Investors are an understandably nervous lot, with large chunks of their net worth in the stock market. And as a group, they can be easily caught up in market moods of optimism and pessimism.
‘What if the market is dropping and I don’t get out?’
‘What if the market is booming and I miss out’?
So the analysts I referred to above are probably right – a short term catalyst may just drive a short term move in the market. We know that’s probably right, as it has been throughout history from as recently as the Japanese earthquake and tsunami, and as far back as the South Sea Bubble.
The trick for investors is keeping the eternal advice in mind – ‘this too shall pass’. Once investors recover from the short term gyrations, it is inevitably the fundamentals of a business that will be the arbiter of value for its shares.
Your Portfolio isn’t ‘the Market’
The second insight I gained from reflecting on that conversation was that when talking about ‘the market’, we are simply referencing an index – a number that represents the sum total of the companies selected to be part of that arbitrary group. Now there are ways to ‘invest in the index’, sure, but most investors use these indexes simply as a reference point with which to compare their medium- and long-term results.
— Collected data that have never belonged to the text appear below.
PR #720, opened 2022-09-28
Add command `lint-port`

autoantwort:
Adds command `x-lint-port` that checks for common port issues and the usage of deprecated functions. The command is also able to fix the most of these issues. 

Tests probably needed.


Thomas1664 (commented):
I know that this is still a draft.

In general you should be careful with adding const to local variables because this might avoid moving in some cases

src/vcpkg/portlint.cpp
```diff
@@ -0,0 +1,268 @@
...
+            {"Nunit",
+             "DEPRECATED: This license is based on the MIT license, except with an \"acknowledgement\" clause. That "
+             "clause makes it functionally equivalent to MIT with advertising (Free, but GPLv2/v3 incompatible)"},
+            {"StandardML-NJ", "SMLNJ"},
+            {"wxWindows",
+             "DEPRECATED: Use license expression including main license, \"WITH\" operator, and identifier: "
+             "WxWindows-exception-3.1"}};
+        Status status = Status::Ok;
+        auto& license = scf.core_paragraph->license.value_or_exit(VCPKG_LINE_INFO);
+        for (const auto dep_license : deprecated_licenses)
```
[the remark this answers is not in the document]
autoantwort: Hm this thing is only 32 bytes large (or 16 bytes on x86 windows)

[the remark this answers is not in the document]
Thomas1664: The type is `StringLiteral` which is a string view. IMO the best option is actually to remove const and replace `auto` with `StringView`. I updated my suggestion accordingly.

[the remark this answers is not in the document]
autoantwort: It is a pair of StringViews

Thomas1664:
In general, it might be possible to parallelize linting as well if there weren't any calls to `check_exit()` and alike.

src/vcpkg/portlint.cpp
```diff
@@ -0,0 +1,264 @@
...
+        if (scheme == VersionScheme::String)
+        {
+            if (DateVersion::try_parse(scf.core_paragraph->raw_version))
+            {
+                new_scheme = VersionScheme::Date;
+            }
+            else if (DotVersion::try_parse_relaxed(scf.core_paragraph->raw_version))
+            {
+                new_scheme = VersionScheme::Relaxed;
+            }
```
vicroms, line 30: Extract this to a separate function that can be unit tested.

```cpp
VersionScheme get_recommended_version_scheme(StringView raw_version, VersionScheme original_scheme)
{
    if (DateVersion::try_parse(raw_version)) return VersionScheme::Date;
    if (DotVersion::try_parse_relaxed(raw_version)) return VersionScheme::Relaxed;
    return original_scheme;
}
```

src/vcpkg/portlint.cpp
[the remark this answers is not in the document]
vicroms: I think this check can be extracted to its own unit-testable function too.

```cpp
StringView get_recommended_license(StringView original_license);
```

We should also have separate maps for inputs that map directly to a SPDX license expression and another one for those where you give recommendation messages, we should also make those recommendations into localizable strings.

src/vcpkg/portlint.cpp
```diff
@@ -0,0 +1,264 @@
...
+            {
+                license.replace(index, dep_license.first.size(), dep_license.second.c_str());
+                status |= Status::Fixed;
+            }
+        }
+
+        return status;
+    }
+
+    Status check_portfile_deprecated_functions(Filesystem& fs, SourceControlFileAndLocation& scf, Fix fix)
```
vicroms, line 136: I think you can create an override that operates with the contents of `portfile.cmake` and make the function that takes the `Filesystem` and `SCFL` call the new function,

```cpp
struct FixedPortfile {
    Status status,
    Optional<std::string> contents, // empty if Fix::NO
    Optional<std::set<StringLiteral>> added_host_deps // host-dependencies that need to be added, empty if Fix::NO
};
FixedPortfile check_portfile_deprecated_functions(StringView contents, StringVIew origin, Fix fix, MessageSink& warningsSink);

Status check_portfile_deprecated_functions(Filesystem& fs, SourceControlFileAndLocation& scf, Fix fix)
{
    auto contents = fs.read_contents(scf.source_location / "portfile.cmake", VCPKG_LINE_INFO);
    auto lint_result = check_portfile_deprecated_functions(contents, scf.source_control_file->core_paragraph->name, fix, stdout_sink);
    // add host dependencies and write fixed portfile (or do nothing if Fix::NO)
    return lint_result.status;
}
```

vicroms (changes requested):
Some parts of this PR can be made unit-testable with a few tweaks.

src/vcpkg/portlint.cpp
vicroms: (also for the sake of unit tests)

autoantwort:
@vicroms I have added unit tests

src/vcpkg/portlint.cpp
```diff
@@ -0,0 +1,384 @@
...
+                const auto end_param = portfile_content.find_first_of(" \n\t)", start_param);
+                if (end_param != std::string::npos && end_param <= end)
+                {
+                    const auto original_param = portfile_content.substr(start_param, end_param - start_param);
+                    auto param = StringView(original_param);
+                    if (Strings::starts_with(param, "share/"))
+                    {
+                        param = param.substr(StringLiteral("share/").size());
+                    }
+                    if (param == "${PORT}" || param == origin)
```
Neumann-A, line 261: `share/<packname>`. `packname` can be lowercase or `packageCase`. @dg0yt  prefers lowercase to avoid adding extra dirs if portname = packagename. 

However the case for `packageCaseConfig.cmake` needs to be correct. While the `-config.cmake` version should always be lowercase.

autoantwort: Yeah that is right. But it maybe break the portfile when it will replace some stuff in the files manually after they are moved. But I am fine with reverting the change

vicroms:
Needs a documentation draft PR to make it easier to understand what this is supposed to do and how.

autoantwort:
@vicroms I have created https://github.com/microsoft/vcpkg-docs/pull/23

autoantwort:
@vicroms The ci with the changes created by this PR is also successful https://github.com/microsoft/vcpkg/pull/26981

cnSchwarzer:
PS E:\vcpkg-tool> .\build\vcpkg.exe x-lint-port      
x-add-version with no arguments requires passing --all to update all port versions at once

x-add-version not changed

cnSchwarzer:
I find many ports with `usage` provided, but not installed in the share/${PORT} folder, I'm planning to add this check to this lint-port, do you guys agree?

autoantwort:
This sounds like a great idea! But I think it is easier to create a post build check for that.

cnSchwarzer:
I think we can do both, the post build check can warn user, and we can expand this flag to something like `--x-lint-port --fix-usage` to automatically fix all ports usage issue and actually eliminate the issue.

autoantwort:
I think you don't need a new flag for that. Simply use the `--fix` flag. Do you implement this and create a PR against my branch?

cnSchwarzer:
Yes, I will create a PR against this branch once I tested.

cnSchwarzer:
People use different ways to install usage, should vcpkg provide a unified `vcpkg_install_usage`?

autoantwort:
I think the current situation is fine.

autoantwort:
No, I am done and wait for review from @vicroms

talregev:
@vicroms @Neumann-A @Thomas1664 
Any news of review this PR?

include/vcpkg/portlint.h
```diff
@@ -0,0 +1,53 @@
...
+
+namespace vcpkg::Lint
+{
+    enum class Status : int
+    {
+        Ok = 0b0,
+        Problem = 0b01,
+        Fixed = 0b10,
+        PartiallyFixed = 0b11
+    };
```
Thomas1664, line 22: Why didn't you just write 0, 1, 2 and 3?
If you really want to safe some space, you could use `std::byte`.

Thomas1664 (commented):
My earlier comment to add static to some string literals is still unfixed but like my new comment not a big deal. 
I also noticed the use of `std::string::size_type` instead of `std::size_t` or `size_t` which is also not a problem.

src/vcpkg/portlint.cpp
```diff
@@ -0,0 +1,453 @@
...
+        }
+
+        struct ParamAndValue
+        {
+            std::string::size_type start_param = std::string::npos;
+            std::string::size_type start_value = std::string::npos;
+            std::string::size_type end_value = std::string::npos;
+            bool found() const { return start_param != std::string::npos; }
+            bool value_found() const { return start_value != std::string::npos && end_value != std::string::npos; }
+            std::string get_value(const std::string& content) const
```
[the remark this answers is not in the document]
autoantwort: No because the returned value is used longer then the content parameter.

src/vcpkg/portlint.cpp
```diff
@@ -0,0 +1,268 @@
...
+#include "vcpkg/base/system.print.h"
+#include "vcpkg/base/system.process.h"
+#include "vcpkg/base/util.h"
+#include "vcpkg/installedpaths.h"
+#include "vcpkg/vcpkgpaths.h"
+
+namespace vcpkg::Lint
+{
+
+    constexpr StringLiteral VERSION_RELAXED = "version";
```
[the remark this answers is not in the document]
autoantwort: Afaic https://stackoverflow.com/questions/59307723/static-constexpr-global-variable

include/vcpkg/portlint.h
autoantwort: Because I want to write 
```c++
Status status = Status::Ok;
if (... true) status |= Status::Problem;
if (... true) status |= Status::Fixed;
// status is now Status::PartiallyFixed
```

Thomas1664: smart!

talregev:
@autoantwort Are you going to fix the conflicts?

autoantwort:
I can fix them, but they don't prevent this PR from being reviewed.

talregev:
@Thomas1664 this PR is ready for review by @vicroms from your side?

Thomas1664:
> @Thomas1664 this PR is ready for review by @vicroms from your side?

The vcpkg team reviews PRs independently from community feedback such as my review comments.

talregev:
Any news?

BillyONeal:
> Any news?

I think this keeps getting skipped over because we need to sell a concrete proposal of what this command actually does to our PM team and management, and we aren't getting time to reverse engineer what that looks like from this PR in order to do so.

talregev:
> > Any news?
> 
> I think this keeps getting skipped over because we need to sell a concrete proposal of what this command actually does to our PM team and management, and we aren't getting time to reverse engineer what that looks like from this PR in order to do so.

All you need is time?

BillyONeal:
> All you need is time?

We need like a spec of what the command is supposed to do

When ‘the market’ is up or down on a daily or weekly basis, it is simply a reflection of the aggregate mood of all those who traded in the market during that day or week. And as Sir Isaac noted, perhaps that’s not the most reliable short-term measure of investing success.
Over the medium to long term (ideally measured in years, not months), indexes such as the S&P/ASX200 or All Ordinaries in Australia, the Dow Jones or S&P500 in the US, the FTSE 100 in the UK or the Hang Seng in Hong Kong can be useful benchmarks against which an investor can measure their own performance.
It makes a lot of sense to periodically review your portfolio against something specific to help you understand your successes and failures, and to learn from them.
Keep Your Eyes on the Horizon
A few years ago, when I was learning to ride a motorbike, the instructor reminded the class to look to where you wanted to ride – not the ground directly in front of the bike. There’s a lesson there for investors.
Next time you see a report that the market was up (or down) 20 points or 0.5% the previous day, or that some short term piece of news ‘lifted the market’ do yourself a favour… just shrug, move to the next story and keep your eyes on the horizon – this year’s peaks and troughs will be almost completely irrelevant in the context of a lifetime of long-term investing.